В начале января 1968 года членам редколлегии «Нового мира» была разослана верстка второго номера. В числе других получил ее и Константин Александрович Федин. Константин Александрович читал внимательно и корректуру не подписал. На вопрос Твардовского, почему не подписал, прославленный лицемер Федин произнес замшевым баритоном длиннейший монолог о добродетелях отечественной литературы, о собственном вкладе и о том, что «Раковый корпус» добродетелью не является. Скорее даже наоборот: упомянутое произведение является ценным вкладом в арсенал западной антикоммунистической пропаганды в силу своей идейной порочности и художественной незрелости. Он протестует как советский человек, как писатель, как член редакционной коллегии, как секретарь Союза писателей СССР, как председатель общества советско-германской дружбы, как член общества по распространению политических и научных знаний, как депутат Верховного Совета СССР, как профессор Литературного института, как благородный человек и замечательный писатель, секретарь, председатель, депутат и член. Остальное было обыкновенной советской ложью, потому что всякий болван понимал, что такой человек, как Федин, — лакей очередного заведующего Отделом культуры ЦК, ничего не решает, а лишь повторяет то, что ему объясняют в этом самом Отделе культуры. Твардовский прекрасно знал цену фединским добродетелям и не меньше того про добродетели ЦК КПСС. Твардовский пошел к Демичеву. Демичев (любезный человек) развел руками и готовно сказал, что партия всегда была, как учил Ленин, против мелочной опеки, и поэтому спор между главным редактором и членом редколлегии лучше разрешить в самом журнале. С помощью месткома.

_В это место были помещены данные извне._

Issue #3686, opened 2023-02-19
Regarding /pg_extensions/advanced_storage_pack/using.mdx


abip-sjarbini:
## Summary
Advanced example guidance doesn't work as expected

Version:
 PostgreSQL 15.2 (EnterpriseDB Advanced Server 15.2.0) on x86_64-pc-linux-gnu, compiled by gcc (GCC) 4.8.5 20150623 (Red Hat 4.8.5-44)
, 64-bit

## Where did you see the problem?
USING autocluster is required to create nyse_trade
After inserting into nyse_trade_symbol, nyse_trade table stays empty

## Expected behavior
select ctid, * from nyse_trade gives result

## Screenshots
![image](https://user-images.githubusercontent.com/102211786/219907967-03749cbf-fd3c-4f72-bcc5-423176ced5d6.png)

## Browser / Platform
N/A

## Additional notes
N/A

drothery-edb:
Thanks for the feedback. We are looking into this.

ccestes:
The `select ctid, * from nyse_trade` command returns no output because the static data has been shortened for brevity in the example. So instead of inserting the full list of stock exchange symbols, numbers, and trades, the user is prompted to insert a shortened list, which doesn't include the data in the final output. 

However, the fact that the data is shortened is unclear to the user, so we plan to explain that better in the documentation and make all the data accessible in GitHub or elsewhere.

ccestes:
@josh-heyer Here is the file for the full example. The data sets are under `INSERT INTO` commands. 
https://drive.google.com/file/d/19xhng1Q5z0JhA1iMZ-OzwhKpuXd4qoXg/view?usp=sharing

josh-heyer:
Arthur is working on this now: https://edb.slack.com/archives/CU5QEU5L7/p1693314872322199

tureba:
I've submitted PR https://github.com/EnterpriseDB/docs/pull/4805 with a possible way of improving the examples. Reviews are much appreciated.

PR #4805, opened 2023-09-08
pg_extensions/ASP/using: improve examples

tureba:
The example for refdata was improved to show the different locking pattern that replaces the row locks for a table lock, leading to a stronger lock when the reference table is changed, but a lower overhead when the referenced rows are accessed. The demonstration uses pgrowlocks, which is available for heap, and will be available in a future version of our custom TAMs.

The example for autocluster was maintained.

The advanced example that uses both TAMs was improved to show the effect that autocluster has on the query plan, leading to fewer pages touched. Previously it showed the ctid of the rows, but that is already displayed in the autocluster example, so showing the different query plans fills a gap in the overall explanation of autocluster.

The examples were reworked to not need external data, through the usage of artificial data generated on the fly.

This is meant to address issue https://github.com/EnterpriseDB/docs/issues/3686

### DIFF
--- a/advocacy_docs/pg_extensions/advanced_storage_pack/using.mdx
+++ b/advocacy_docs/pg_extensions/advanced_storage_pack/using.mdx
@@ -3,20 +3,119 @@ title: Using EDB Advanced Storage Pack
 navTitle: Using
 ---
 
-The following are scenarios where the EDB Advances Storage Pack TAMs are useful.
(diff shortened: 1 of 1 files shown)


ccestes (approved):
Looks much improved--thanks @tureba!

markdilger (approved):
This looks better.  Thanks, Arthur!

Солженицына не издают не только потому, что это вредно советской власти, хотя это действительно так, потому что советской власти вредно все, что талантливо и в чем есть истина. Но дело не только в этом. Дело в том, что им самим сейчас не до советской власти. Не до того им. У этой власти нет концепции, нет перспективы. Она дошла в своем историческом развитии до совершенной исчерпанности, и ее интересует только, сохранит ли она сегодня, в этот час свое господство, свои привилегии, свое богатство, свою власть. Солженицына не печатают не из-за концепций, а потому что если будут печатать его, то кто же станет читать Кочетова и Федина, Софронова и Шкловского?
<…>
«Раковый корпус» не был напечатан по двум причинам: потому что после 1966 года советская власть стала возвращаться к своему обычному, то есть удушающему все живое, существованию, и потому, что произведения Солженицына, напечатанные на родине до 63-го года, носили гораздо более умеренный характер, чем два его романа, напечатанные за границей. Решительное, безоговорочное осуждение власти было во всех произведениях Солженицына, напечатанных в Советском Союзе, но ни Иван Денисович, ни Матрена, ни Тверитинов, ни Лидия Георгиевна, ни другие герои не выступали активно против советской власти. Осуждение ее было в сюжете, в материале произведений, в их окраске, но только в «Раковом корпусе» и в «В круге первом» появился прямой политический протест.
В истории попыток напечатать «Раковый корпус» и «В круге первом» в Советском Союзе оба эти обстоятельства и сыграли решающую роль.
Дело не только в изменившемся времени, в решительном восстановлении культа, о чем уже не спорят сейчас даже откровенные дураки, называющие себя, конечно, не как-нибудь, а демократами и либералами, а в том, что «Раковый корпус» — это подлинное, замечательное произведение, из которого советской власти нечего извлечь. Из «Ивана Денисовича» можно, а из «Ракового корпуса» нельзя. Нельзя, потому что в нем нет того, что осуждалось на XX и XXII съездах, т. е. того, что связано с откровенными преступлениями сталинизма. Поэтому роман «В круге первом» (по существу, более страшное с точки зрения советской власти произведение, чем «Раковый корпус») имел больше надежд на издание: в нем — тюрьма, Сталин и другие откровенные советско-фашистские вещи, все-таки осужденные самой властью. А «Раковый корпус» — «настоящее художественное произведение, вскрывающее раковую опухоль нашего общества».
Раковая опухоль обычно неизлечима. И лучшие люди России уверены, что общество и государство современной России неизлечимо, что оно может только заражать вокруг себя, и оно заражает. Я знаю лишь три типа людей, которые думают иначе: темные, невежественные люди, советские государственные и общественные деятели и некоторые западные интеллигенты, — по отвратительному невежеству или по омерзительным корыстным соображениям, чаще всего не имеющим никакого отношения к этой несчастной стране.
Несмотря на то что в СССР «Раковый корпус» не напечатан как наиболее опасное произведение, он поразил бы людей меньше, чем «Иван Денисович». Это в первую очередь связано с тем, что «Иван Денисович» был первой книгой о самом страшном зле советской власти — о лагерях, с тем, что это была самая талантливая проза за тридцать лет.